Source records

PR #46, opened 2018-08-31
Beautify the frontend a bit

losvedir:
Asana: [L: Styling line-page viewer](https://app.asana.com/0/584764604969369/795862646793285)

Deploying the branch now to signs-dev so you can click around and see it. I'm working on tests now.


assets/css/viewer.css
```diff
@@ -1,22 +1,36 @@
...
+  background-color: rgb(206, 206, 206);
+  margin-bottom: 1em;
+  width: 20em;
 }
 
 .viewer--sign-id {
-  font-weight: bold;
-  padding: 0.5em;
+  border-top: 10px solid orange;
+  /*padding-top: 0.5em;*/
```
sghiaa: do we need these comments

assets/js/Station.jsx
```diff
@@ -0,0 +1,106 @@
...
+          {makeSign(config, 's', signs, currentTime, line)}
+          {makeSign(config, 'w', signs, currentTime, line)}
+        </div>
+        <div className="col">
+          {makeSign(config, 'c', signs, currentTime, line)}
+          {makeSign(config, 'm', signs, currentTime, line)}
+        </div>
+        <div className="col">
+          {makeSign(config, 'n', signs, currentTime, line)}
+          {makeSign(config, 'e', signs, currentTime, line)}
```
sghiaa: this causes weird results for example when on the orange line, e means busway and acts as a mezz - probably ok, but i thought id mention

assets/js/mbta.js
```diff
@@ -0,0 +1,532 @@
...
+      name: 'Oak Grove',
+      zones: {
+        n: true, s: true, e: 'Busway', w: false, c: false, m: true,
+      },
+    },
+    {
+      id: 'OMAL',
+      name: 'Malden Center',
+      zones: {
+        n: false, s: false, e: false, w: false, c: false, m: 'Entire Station',
```
sghiaa: maybe 'Both Platforms'?  or are there real m signs too

assets/js/Station.jsx
losvedir: Yeah, true. Maybe another reason (beyond OCHN/OCHS, etc) to change to a data structure of just specifying per-station, what signs we want where. Initially I was not a fan of putting presentational information in the configuration, but I'm coming around on not really seeing another way of doing it. But it's probably not worth doing now; rather just get this in and move on.

assets/js/mbta.js
losvedir: Not sure. I took the phrasing from the ID in realtime_signs: `malden_center_entire_station`. Does @dmaltzan know the layout of the station?

assets/css/viewer.css
```diff
@@ -1,23 +1,35 @@
...
-  width: 15em;
+  background-color: rgb(206, 206, 206);
+  margin-bottom: 1em;
+  width: 20em;
 }
 
 .viewer--sign-id {
-  font-weight: bold;
-  padding: 0.5em;
+  border-top: 10px solid orange;
```
sghiaa: just noticed that this is `orange` wheras other colors are given rgb values.  is orange what we wanted?

assets/js/mbta.js
dmaltzan: I think there are some on the mezzanine and some in the center of the platform

assets/css/viewer.css
dmaltzan: if you want to be really fancy the colors are available via the API as in `https://api-v3.mbta.com/routes/Orange`

dmaltzan: but that's probably overkill - you could just take it from that API call which has it as `ED8B00`

losvedir: The actual colors get set with JS, and can be found in `colors.js`. I got their values from the [MBTA color style guide](https://projects.invisionapp.com/dsm/mbta-customer-technology/digital-style-guide/folder/colors/5ac782001c780e0011d2f352), and I checked the orange against the one in the API here and it was the same, so I assume the rest are as well.

I think a border requires a width, style, and color, so I just used a default color here in order to set the width and style, so that the JS can later change it to route specific values. The color here should never actually display.

I'll just change this to `white`, then.

PR #47, opened 2018-09-05
show the stops when stopped away

sghiaa:


lib/signs_ui/signs/messages.ex
```diff
@@ -97,7 +97,15 @@ defmodule SignsUi.Signs.Messages do
 
       {zone, line_no} = String.split_at(zone_line, 1)
       line_no = String.to_integer(line_no)
-      {duration, zone, line_no, List.first(text_list)}
+
+      display_text =
+        case text_list do
+          [_stopped, n_stops, _away] -> n_stops
```
losvedir: I think the message comes in as `[n_stops, _away, _stopped]`.

sghiaa: oh, ok.  is that because of sorting alphabetically? i  see the to_string at least had the order as stopped n_stops away

```
 63     def to_string(%{headsign: headsign, stops_away: n}) do
 64       stop_word = if n == 1, do: "stop", else: "stops"
 65
 66       pages = [
 67         Content.Utilities.width_padded_string(headsign, "Stopped", 18),
 68         Content.Utilities.width_padded_string(headsign, "#{n} #{stop_word}", 18),
 69         Content.Utilities.width_padded_string(headsign, "away", 18)
 70       ]
 71
 72       {pages, 3}
 73     end
```
which is what i went based on

sghiaa: oh wait the to string is the signs display so i guess thats obviously how this would be.

dmaltzan: Yeah it comes in out of order because of a bug in the actual ARINC code which we of course have to replicate lol

test/signs_ui/signs/messages_test.exs
```diff
@@ -54,6 +54,20 @@ defmodule SignsUi.Signs.MessagesTest do
...
+    {:ok, pid} = SignsUi.Signs.Messages.start_link()
+
+    SignsUi.Signs.Messages.add_message(pid, %{
+      "MsgType" => "SignContent",
+      "c" => ["e130~n2-\"Alewife stopped\".4-\"Alewife 4 stops\".4-\"Alewife away\".4"],
+      "sta" => "RDTC",
+      "uid" => "616722"
+    })
+
+    assert %{"RDTC-n" => [%{duration: _, text: ""}, %{duration: _, text: "Alewife 4 stops"}]} =
```
dmaltzan: Are we really only expecting one space between `Alewife` and `4 stops`?

sghiaa: no, but i dont think that matters for this test

dmaltzan: Oh I get it, duh.  Carry on

PR #48, opened 2018-09-07
Control signs from viewer

losvedir:
Asana: [L: Add sign controller buttons to line page viewer](https://app.asana.com/0/584764604969369/795862646793286).

This is on https://signs-dev.mbtace.com.

screen shot 2018-09-07 at 11 23 42 am

Still need to refactor a bit and add some tests, but opening the PR so Dave and Alex have somewhere to leave comments from playing around with it.


dmaltzan:
I'm not sure where this is coming from (maybe a config file that's not in source control?) but "Seaport Ave" is a wrong name on the UI - should be Eastern Ave

dmaltzan:
One more small bug report: "CP" is showing up in the smaller font size instead of the larger size of "NB" "SB" etc.

PR #54, opened 2020-05-06
chore(core): Bump dependencies

ezimanyi:
Bump the go packages as well as the version of protoc-gen-go we install in the docker container.


maggieneterval (approved):
🗻 🚸 ⬆️ 💯

PR #55, opened 2020-05-06
 feat(gate): Add initial gate config

ezimanyi:
* fix(gate): Update SAML proto

  Halyard did some mappings and transformations that we won't be replicating in kleat. Notably, Halyard parsed the metadata string you passed on the command line to store it in either metadataLocal or metadataRemote; but then when generating the gate config it would just add whichever one was not null to metadataUrl. We'll only support metadataUrl in kleat and users will need to (once) manually update their key from metadataLocal/metadataRemote to metadataUrl.

  Halyard accepted a redirect URI for SAML and parsed out the port, host, and protocol. We'll require that users supply these separately, which is how Gate expects them.

* feat(gate): Add initial gate config

  This commit adds the ability to configure Gate using kleat. I still need to add tests for gate, as well as do some more extensive comparison with what Halyard outputs to make sure everything is correct here, but this defines all of the types and allows a gate config to be generated.


maggieneterval (approved):
🤺 🔢 🔐 ✅ 💯 💯 💯 
Wow, these were definitely the most complicated set of protos yet!

PR #56, opened 2020-05-08
feat(proto): add CI protos

maggieneterval:
Reunites the GCB protos with long-lost friends:
- Codebuild
- Concourse
- GCB
- Jenkins
- Travis
- Wercker


api/proto/ci/travis.proto
```diff
@@ -0,0 +1,41 @@
...
+  // (Required) The base URL to the Travis UI (https://travis-ci.org).
+  string baseUrl = 3;
+
+  // The GitHub token with which to authenticate against Travis.
+  string githubToken = 4;
+
+  // (Required) The number of repositories the Travis integration should fetch
+  // from the API each time the poller runs. Should be set a bit higher than the
+  // expected maximum number of repositories built within the poll interval.
+  int32 numberOfRepositories = 5;
```
maggieneterval, line 34: Another one where 0 vs. unset matters, which I've dealt with (for now) by marking it as required.

api/proto/ci/gcb.proto
```diff
@@ -30,7 +28,4 @@ message GoogleCloudBuildAccount {
   // Google Compute Engine VM, or needs permissions not afforded to the VM
   // it is running on.
   string jsonKey = 4;
-
-  // Fiat permissions configuration.
-  Permissions permissions = 5;
```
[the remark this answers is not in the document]
ezimanyi: While there aren't any commands, you can still set it by directly editing the halconfig YAML, so it might make sense to keep this here to avoid breaking users who have done that.

api/proto/ci/jenkins.proto
```diff
@@ -0,0 +1,39 @@
...
+  // The name of the account.
+  string name = 1;
+
+  // (Required) The username of the Jenkins user to authenticate as.
+  string username = 2;
+
+  // (Required) The password of the Jenkins user to authenticate as.
+  string password = 3;
+
+  // (Required) The address at which the Jenkins master is reachable.
```
ezimanyi: Should we call this a Jenkins server?  (And maybe in the config field too, though I guess that would break existing configs.)

ezimanyi (approved):
🌊 👁️ 🥇 💯

api/proto/ci/gcb.proto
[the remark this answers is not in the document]
maggieneterval: 🆗 ✅

api/proto/ci/jenkins.proto
maggieneterval: So the only reason I left this one as `master` but changed all the other references to that word is because the Jenkins docs are the only docs that actually use that word to refer to a Jenkins instance, but you're right and server is just as good so I changed it.

I didn't change the field name (here or on the other CI protos) because it seems like it's a slippery slope from there to renaming all the other poorly-named fields...

ezimanyi: Yeah, good point on renaming the fields 👍

PR #57, opened 2020-05-12
feat(proto): Add protobuf-dev to proto-building container

ezimanyi:
This package is needed to be able to use well-known protobuf types, as these are not included in the protoc package, which only has the compiler itself.


maggieneterval (approved):
🔢 💪

PR #58, opened 2020-05-12
fix(proto): Wrap some proto values

ezimanyi:
This commit wraps some proto fields in cases where the service needs to make a meaningful distinction between the default value for the type and no value for the type (ie null).


maggieneterval (approved):
🤡 ➖ F ➕ 🅱️ ✅
🆗 ✅ 
❗ 🆗 ✅ 
❓ 🆗 ✅

PR #60, opened 2020-05-13
refactor(proto): Allow protoc version to be specified

ezimanyi:
* refactor(proto): Allow protoc version to be specified

  We currently can't specify the version of protoc we use to compile the protcol buffers; we specify a version of alpine, then get whatever version of protoc comes with that version of alpine.

  Because alpine doesn't have a lot of the same libraries as on other linxu distributions, it generally requires specially-compiled binaries which is why we need to install the one from apk add rather than just download the latest protoc release.

  To get a specific version, we could check out the protoc source and build it on alpine; I tried this when I was first setting this up and while it works it's really slow. (Of course that image would be cached but I'd rather not have 'make proto' take ~10 mins even occasionally, which is why I did apk add.)

  I think the real fix here is just to use debian instead of alpine, so we can just use the standard protoc releases. This has the additional advantage that we can also just pull the desired releases of protoc-gen-go and protoc-gen-doc from github instead of building them. (Before we *had* to build them from source in the absence of an alpine-compatible release; we still could but it's much faster to just grab the tarball from github and extract it.)

  Finally, note that we are still using alpine as the builder container to fetch and unzip the releases. That's fine because we're not using it to build anything, so we can use the files we fetched in that container on the Debian container. (This would not be the case if we actually built protoc-gen-go or protoc-gen-doc from source; we'd then need to use a debian machine to do that, or figure out some way to cross-compile.)

* chore(proto): Bump protoc

  Bump protoc to 3.11.4 now that we can explicitly bump it. This adds no changes, other than the comment.


maggieneterval (approved):
👟 💬 ✌️ 🔢 ✅

maggieneterval:
> I think the real fix here is just to use debian instead of alpine, so we can just use the standard protoc releases. This has the additional advantage that we can also just pull the desired releases of protoc-gen-go and protoc-gen-doc from github instead of building them.

💯 thanks for the explanation!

Problem to work on
Please go through the material and return each line where the word "defmodule" appears.

Result
@@ -97,7 +97,15 @@ defmodule SignsUi.Signs.Messages do
@@ -54,6 +54,20 @@ defmodule SignsUi.Signs.MessagesTest do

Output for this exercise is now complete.